## [Study material]
··········

PR #204, opened 2017-04-24
update MongoDB\Driver\Server stub

angyvolin:
Updates `MongoDB\Driver\Server stub`.
ref: http://php.net/manual/en/class.mongodb-driver-server.php

### DIFF
--- a/mongodb/mongodb.php
+++ b/mongodb/mongodb.php
@@ -252,7 +252,7 @@ namespace MongoDB {}
              * Returns an array of tags describing this server in a replica set
              * @link http://php.net/manual/en/mongodb-driver-server.gettags.php
              * @throws InvalidArgumentException on argument parsing errors.
-             * @return array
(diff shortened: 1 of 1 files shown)


angyvolin:
[WI-36115 Incomplete MongoDB\Driver stubs](https://youtrack.jetbrains.com/issue/WI-36115)

mongodb/mongodb.php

··········

## [What the exercise asks]
Write out the full listing without altering anything.

## [Expected output]
PR #204, opened 2017-04-24
update MongoDB\Driver\Server stub

angyvolin:
Updates `MongoDB\Driver\Server stub`.
ref: http://php.net/manual/en/class.mongodb-driver-server.php

### DIFF
--- a/mongodb/mongodb.php
+++ b/mongodb/mongodb.php
@@ -252,7 +252,7 @@ namespace MongoDB {}
              * Returns an array of tags describing this server in a replica set
              * @link http://php.net/manual/en/mongodb-driver-server.gettags.php
              * @throws InvalidArgumentException on argument parsing errors.
-             * @return array
(diff shortened: 1 of 1 files shown)


angyvolin:
[WI-36115 Incomplete MongoDB\Driver stubs](https://youtrack.jetbrains.com/issue/WI-36115)

mongodb/mongodb.php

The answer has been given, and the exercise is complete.